PageHandler          UPC               CPC             Compressor           PageIO
    │                 │                 │                  │                   │
    │--read lock------│                 │                  │                   │
    │   miss          │                 │                  │                   │
    │                 │--read lock------│                  │                   │
    │                 │   miss          │                  │                   │
    │                 │                 │--read lock-------│                   │
    │                 │                 │   miss           │                   │
    │                 │                 │--write lock---------------------------│
    │                 │                 │           read_from_path(path,off)    │
    │                 │                 │<------------------------------------- │
    │                 │                 │--insert compressed blob-------------->│
    │                 │                 │--release lock                        │
    │                 │                 │--read lock--------------------------- │
    │                 │                 │   hit                                 │
    │                 │                 │--clone Arc(blob)                      │
    │                 │                 │--drop lock                            │
    │                 │                 │--► decompress(blob) ◄---------------- │
    │                 │--write lock-----│                  │                   │
    │                 │   add page      │                  │                   │
    │                 │--drop lock------│                  │                   │
    │--read lock------│                 │                  │                   │
    │   hit           │                 │                  │                   │
    │--return Arc--------------------------------------------------------------→

Batch Retrieval (get_pages)

The batch method aggressively minimizes lock contention and preserves original page order.
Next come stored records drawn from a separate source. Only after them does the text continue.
PR #330, opened 2017-05-09
Attempt to fix broken calls to internal methods of roxygen2

fritzo:
- Renames `prep_pkg` to `prep_pkg.R` (so I can debug it line-by-line in RSudio)
- Updates our use of the internal `roxygenize2:::roc_output` to `roxygenize:::roclet_output`
- Replaces `roxygenise()` with `devtools::document()` to work around https://github.com/klutometis/roxygen/issues/595

This fixes a few bugs, but I still haven't been able to generate documentation :-(

### DIFF
--- a/packages/prep_pkg.R
+++ b/packages/prep_pkg.R
@@ -69,7 +69,7 @@ for(file in files) {
   print(file)
   test <- try(a <- roxygen2:::roc_proc_text(roclet, paste(readLines(file.path(Rpath, file)), sep="\n")))
   if(!is(test, 'try-error'))
-    roxygen2:::roc_output(roclet, a, "nimble", options = list(wrap=FALSE, roclets = "rd"), check = FALSE)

Inputs: Vec<PageMetadata> (order preserved)

order := Vec<PageId>
meta_map := HashMap<PageId, PageMetadata>
result := Vec<Arc<PageCacheEntryUncompressed>>
already_pushed := HashSet<PageId>

1) UPC Sweep (read lock):
     For each id in order:
         if UPC has id:
             push Arc into result
             mark id in already_pushed
             remove id from meta_map

2) CPC Sweep (read lock):
     Collect (id, Arc<PageCacheEntryCompressed>) for remaining ids.
     Remove hits from meta_map.

3) Decompress outside of locks:
     For each (id, blob):
         decompress blob -> UPC add (write lock per page)

4) Disk Fetch for leftovers:
     For each meta in meta_map:
         fetch_from_fs(id, path, offset)  // populates CPC
         decompress_from_cpc(id)         // populates UPC

5) Final UPC read lock:
     For each id in order not already pushed, read UPC and append to result.

ASCII Flow

order: ["p1","p2","p3"]

┌─────────────┐ read-lock ┌─────────────────────┐
│ UPC store   │──────────►│ hits = {"p1"}       │
└─────────────┘           └─────────────────────┘

┌─────────────┐ read-lock ┌─────────────────────┐
│ CPC store   │──────────►│ hits = {"p2": blob} │
└─────────────┘           └─────────────────────┘

decompress blob("p2") → UPC write-lock add

remaining meta_map = {"p3": PageMetadata}
fetch_from_fs("p3")  → CPC add
decompress_from_cpc("p3") → UPC add

Final UPC read-lock → collect ["p1","p2","p3"] in order

Concurrency Strategy

  • Locks are scoped to the minimal region accessing shared state:
    • UPC and CPC read locks are held only during lookups.
    • Decompression and CPU-heavy work occurs outside locking regions.
    • UPC writes happen one page at a time, keeping lock durations short.
  • Arc clones allow the caller to hold onto pages without keeping caches locked.

Error Handling & TODOs

  • fetch_from_fs and decompress_from_cpc return Result, but get_page treats errors as cache misses and tries subsequent layers. Fatal errors propagate as None.
  • Future enhancements:
    • Distinguish between “not found” and “I/O error” to inform callers.
    • Batch decompression writes by staging multiple additions inside a single lock guard when contention becomes an issue.
    • Integrate background prefetch and writeback once the scheduler is wired in.